Hi, im sorry if these are all questions you have answered many times before. First ill start with background info.

My name is Jon I'm 28, me my partner and 2 kids a 2yr old and 3 month old are looking to move to Canada, we havent settled on a place although I like BC or SK.
Im an estate agent and my partner is currently stay at home mum (probably one of the hardest jobs) we don't own our home and are renting, its early days for us as i know this can take a while to apply and gets visas n stuff.
I went onto a website and answered some questions to determine our points which seems to think we have enough one of the questions was about how much money we will have which should be about 10k gbp (still saving hard to scrape this together)

My questions are, as my job experiance isn't on the list can i still get in if i can secure a job offer in canada (easier said than done but I don't give up easily) or what other routes can you suggest?
Vancouver or saskatoon?
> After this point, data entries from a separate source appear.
PR #56, opened 2024-05-09
Change Glossary to Terminology and add more terms

### LINKED ISSUE #47: Should we add a reference to RFC 8200 in the Glossary section?
* we use various terms defined there like "node", "router", "host"
* however, making this reference explicit is probably uncommon in IETF drafts (readers are supposed to know this already) - just wanted to check with the authors.

darrendukes:
Close #47 
Added Router, Node Host and change Glossary to Terminology.

### DIFF
--- a/draft-ietf-snac-simple.xml
+++ b/draft-ietf-snac-simple.xml
@@ -166,8 +166,14 @@
     </section>
 
     <section>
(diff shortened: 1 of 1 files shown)


Abhayakara:
Fixes #51
Fixes #56

PR #63, opened 2024-05-23
Fix build by moving references sections up and adding RFC 8200 reference.

EskoDijk:
Note: xml2rfc requires <references> sections to be before <section> elements in backmatter.
With this, `make` works again.


EskoDijk:
Will be merged shortly (after the SNAC interim call)!

PR #66, opened 2024-05-23
Add mandatory sections: IANA, Security. Close #50

### LINKED ISSUE #50: Add Security Considerations and IANA Considerations sections
For security we may add:
* risk of advertising self-generated ULA prefix? Any specifics?
* if site employs technology like RA-guard, the RAs of our unmanaged stub router will be blocked

EskoDijk:
In internet drafts, the IANA Considerations and Security Considerations sections are mandatory.
Exact text for security can be adapted also later on if needed.

close #50

### DIFF
--- a/draft-ietf-snac-simple.xml
+++ b/draft-ietf-snac-simple.xml
@@ -880,14 +880,9 @@
     <section>
       <name>Security Considerations</name>
       <t>
-        By design, a stub router starts operating as an IPv6 router if no existing (suitable) IPv6 configuration is found on the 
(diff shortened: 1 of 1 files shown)


EskoDijk:
@Abhayakara I've removed the RA Guard text.  It was there not because SNAC-routers introduce a security issue, but because we think that there's a group of people/network-administrators/IETFers/others who consider any device that can autostart acting as IPv6 router and can autostart sending ND message on a link as a "security hazard" even if it's not.
Mentioning RA Guard there could be a proactive way to hopefully avoid too many discussions around this during future document reviews.

PR #79, opened 2024-06-20
RA content made explicit

darrendukes:
Closing issue#36
This PR is not building, so need to clean it up before commit.
Comments appreciated during that process.

### DIFF
--- a/draft-ietf-snac-simple.xml
+++ b/draft-ietf-snac-simple.xml
@@ -871,6 +871,20 @@
 	  can communicate with IPv4 hosts on the infrastructure network and the global internet.</dd>
       </dl>
     </section>
+    <section>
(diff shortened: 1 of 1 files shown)


EskoDijk:
@darrendukes PR #63 is still needed before anything can build ;-)

EskoDijk:
@darrendukes @Abhayakara  sorry I didn't intend to close this PR, Github did that somehow after me pushing to the branch. But it's good to have this one closed and replaced by #81  , because the merge direction was specified here the wrong way around.

The build is now fixed in the branch `36-make-all-contents......` and also updated to make it merge-able into main.

I prefer to merge rather sooner than later - nits can be corrected with future PRs easily.

PR #81, opened 2024-06-21
RA content made explicit (FIXED PR!)

### LINKED ISSUE #36: Make all contents of RA sent by stub router explicit, and with rationale
Based on email discussion: https://mailarchive.ietf.org/arch/msg/snac/cST1bdMJ7g52nnws0Si71jAF7io/
(lower part)

It's proposed to make all the elements of the stub router RA explicit, including rationale for the settings.

This would also include the M / O flag settings of #32 

(FYI @auerswal)

EskoDijk:
This is a FIXED version of the PR https://github.com/ietf-wg-snac/draft-ietf-snac-simple/pull/79 , which appears to be created the wrong way around! (not merging into main, but merging *from* main).

We should close/drop the other PR I think to avoid a Git mess.

FYI @darrendukes @Abhayakara 

Close #36

### DIFF
--- a/draft-ietf-snac-simple.xml
+++ b/draft-ietf-snac-simple.xml
@@ -169,7 +169,7 @@
     </section>
 
     <section>
-      <name>Terminology</name>
+      <name>Glossary</name>
       <dl>
 	<dt>Node:</dt>
 	<dd>A device that implements IPv6.</dd>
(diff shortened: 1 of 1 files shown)


EskoDijk:
With the latest commit, the build is again fixed and also rebased w.r.t. latest changes in 'main' branch.

To make the build work, some broken/non-existing references were converted to informative text with TBD labels. This can be fixed after merging, once the correct references become available.

PR #936, opened 2022-10-04
feat: :sparkles: Recipe Component Ingredient List

tdorin:
Building out the Ingredient List within the Recipe Component.

### DIFF
--- a/v2/src/components/blocks/recipeComponents/partials/RecipeIngredientsList/RecipeIngredientsList.stories.tsx
+++ b/v2/src/components/blocks/recipeComponents/partials/RecipeIngredientsList/RecipeIngredientsList.stories.tsx
@@ -1,0 +1,142 @@
+import React from 'react';
+import { ComponentStory, ComponentMeta } from '@storybook/react';
+
+import RecipeIngredientsList from './RecipeIngredientsList';
+
+export default {
+  title: 'Components/Blocks/RecipeComponent/RecipeIngredientsList',
+  component: RecipeIngredientsList,
+} as ComponentMeta<typeof RecipeIngredientsList>;
+
+const Template: ComponentStory<typeof RecipeIngredientsList> = args => <RecipeIngredientsList {...args} />;
+
+const ingredientListObject = [
+  {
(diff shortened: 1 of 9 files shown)


v2/src/components/blocks/recipeComponents/partials/RecipeIngredientsList/RecipeIngredientsList.stories.tsx
```diff
@@ -0,0 +1,160 @@
...
+} as ComponentMeta<typeof RecipeIngredientsList>;
+
+const Template: ComponentStory<typeof RecipeIngredientsList> = args => <RecipeIngredientsList {...args} />;
+
+const ingredientListObject = [
+  {
+    name: "This is the First Ingredient Group Name",
+    items: [
+      {
+        pre: "",
```
ttornese, line 18: The pre-text field is going to be removed from Barista since editorial no longer wants to use it, so we can drop this field from the story, component, and types.

v2/src/components/blocks/recipeComponents/partials/RecipeTable/RecipeTable.tsx
```diff
@@ -0,0 +1,30 @@
...
+const RecipeTable = ({pre, post, quantity, measurement, name}: IngredientItems) => {
+    return(
+      <div>
+        <label className={styles.checkbox}>
+          <input 
+          className={styles.checkboxInput}
+          id={`ingredient-${name}`}
+          name={`${name}`}
+          type="checkbox"></input>
+          <div className={styles.checkboxIndicator}></div>
```
ttornese, line 16: this div and the input above could be self closing since they dont have child content `<input ... />`

v2/src/components/blocks/recipeComponents/partials/RecipeIngredientsList/RecipeIngredientsList.stories.tsx
tdorin: For real?!!

ttornese (approved):

PR #938, opened 2022-10-05
feat: :sparkles: web-532: recipe component Instructions list

tdorin:
built out the component for the list of instructions within the recipe component


v2/src/components/blocks/recipeComponents/partials/RecipeInstructions/RecipeInstructions.tsx
```diff
@@ -0,0 +1,52 @@
...
+  let count = 0
+  return (
+    <div className={styles.wrapper}>
+      <div className={styles.group}>
+        <h2 className={styles.headline}>Instructions</h2>
+        <EditorialText content={header} fontStyle={'accent'}></EditorialText>
+      </div>
+      {
+        list.map((item) => {
+          count = count + 1
```
ttornese, line 25: `count` here seems to be the same value as `index + 1`. you could use the array index to keep track of count instead: `list.map((item, index))`

PR #991, opened 2023-06-01
web-2539 Art19 Token 

tdorin:
the Stories for Audio Player, Podcast Episode & Show More Results, all exposed the Art19 API credentials in the header fetch function. Since the tokens were compromised, we have new ones assigned, but they cannot be used in any of the Mise Stories. As this will be sunset anyway, we are simply deleting the stories that exposed the token in Github.


ttornese (approved):

atk-dm:
:rocket: PR was released in [`v1.33.50`](https://github.com/Americastestkitchen/mise-ui/releases/tag/v1.33.50) :rocket:

PR #1564, opened 2025-04-03
Increasing timeout because for now it is not reasonable for all machines

brdandu:


andy31415 (approved):

dhchandw (approved):
We should create an issue to integrate a watchdog.

brdandu:
> We should create an issue to integrate a watchdog.

https://github.com/project-chip/zap/issues/1567

PR #1569, opened 2025-04-04
Update iteration keyword replacement to have `tokens to upper camel case`

andy31415:
When trying latest zap after #1566 I found out that generation in matter differs from "general string utilites". Specifically for cluster "PM2.5 Concentration Measurement" the names I need are `Pm25ConcentrationMeasurement` (to match class names so I can use `{{asUpperCamelCase name}}` in templates for consistency and compatiblity) where as string utilities gives me `Pm2.5ConcentrationMeasurement`.

This PR updates the naming for things and:
  - moves (and shares) code from matter asCamelCase into a strings.tokensIntoCamelCase
  - adds unit tests
  - updates iterator methods

### DIFF
--- a/src-electron/util/string.js
+++ b/src-electron/util/string.js
@@ -69,7 +69,7 @@ function toSpacedLowercase(str) {
  * "Foo 2.5" becomes "Foo25" rather than "Foo2.5").
  *
  */
-function asCamelCase(label, firstLower, preserveAcronyms) {
+function tokensIntoCamelCase(label, firstLower, preserveAcronyms) {
   const wordSplitRegexp = / |_|-|\//
   let tokens = label.replace(/[+()&]/g, '').split(wordSplitRegexp)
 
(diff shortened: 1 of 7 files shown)


src-electron/util/string.js
```diff
@@ -60,6 +60,74 @@ function toSpacedLowercase(str) {
   return res.toLowerCase()
 }
 
+/**
+ * Converts a string into `camelCase` or `CamelCase` by splitting
+ * the string into tokens.
+ *
+ * Differs from `toCamelCase` by different handling of "." inside names,
+ * so that results are always usable as a code-compatibe name (e.g.
```
bzbarsky-apple, line 68:
```suggestion
 * so that results are always usable as a code-compatible name (e.g.
```

paulr34 (approved):

brdandu (approved):

brdandu:
This PR was rebased and fixed using #1616

PR #1572, opened 2025-04-10
Fix: error in postCluster

dhchandw:


src-electron/rest/user-data.js
```diff
@@ -336,7 +336,6 @@ function httpPostCluster(db) {
           pkg.type == dbEnum.packageType.zclProperties ||
           pkg.type == dbEnum.packageType.zclXmlStandalone
       )
-      pkgs = zclPropertiesPkgs.concat(zclXmlStandalonePkgs)
```
brdandu, line 339: Log bug for cypress tests to check cluster enablement.

brdandu (approved):

paulr34 (approved):

PR #1573, opened 2025-04-11
Fix the Legal Clusters view where users will only see clusters associated with a device type and not just enabled clusters which is wrong

brdandu:
- Use the device types on the selected endpoint to figure out the device type clusters and then only show those clusters in the UI.
- The Legal clusters UI view will also not allow users to enable/disable non compliant clusters and also not show non compliant clusters.
- Github: ZAP#316


brdandu:
@mlepage-google @bzbarsky-apple , Added you to just for FYI and if you guys wanted to try the feature before it is merged. Feel free to ignore the PR review process. However, all reviews are appreciated.

tecimovic (approved):
Cursory sanity check seems ok if the builds pass.

src/store/zap/actions.js
```diff
@@ -709,33 +712,35 @@ export async function updateSelectedEndpointType(
...
-        })
+      ).then((responses) => {
+        const allClusters = responses.flatMap((res) => res.data)
+        setRecommendedClusterList(context, allClusters)
+      })
     )
     p.push(
-      axiosRequests
-        .$serverGet(
-          `${restApi.uri.deviceTypeAttributes}${endpointTypeDeviceTypeRefPair.deviceTypeRef}`
```
paulr34, line 725: Why did you do this? I'm lost

brdandu: This was all broken when multiple device type refs are passed(Which happens when user selects more than one device type on an endpoints). The URIs were like `Identify/1,2` which would return nothing. Now it does `Identify/1 and `Identify/2` and collates the 2 results.

Am surprised no one has complained about this yet.

PR #1577, opened 2025-04-18
Bug/update gen templates json file for nested files/zapp 1297

brdandu:
When json files referenced from within the templates.json file are updated then checksum is calculated for those as well and updated accordingly.


brdandu:
Tests already covered in zcl-loader.test.js `test changing the zcl extension file in a top level templates json file and make sure it is re-loaded again`

paulr34 (approved):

Does anyone have any pros or cons for these places?

I have done a fair amount of research looking at statistics, average wages, cost of living etc but nothing can compare to real experiances. Any help greatly appreciated.


----------



## tyson22 (Sep 3, 2013)

Saskatoon is a great place. I have heard a lot about it. The housing prices fits in budget too.


----------



## jpw (Sep 4, 2013)

Thanks Tyson, any ideas on my best route to take with cic?


----------



## gringotim (Jan 5, 2011)

Comparing Vancouver and Saskatoon is like apples and oranges, especially when it comes to the weather, more so, winter weather. From the web for Saskatoon.....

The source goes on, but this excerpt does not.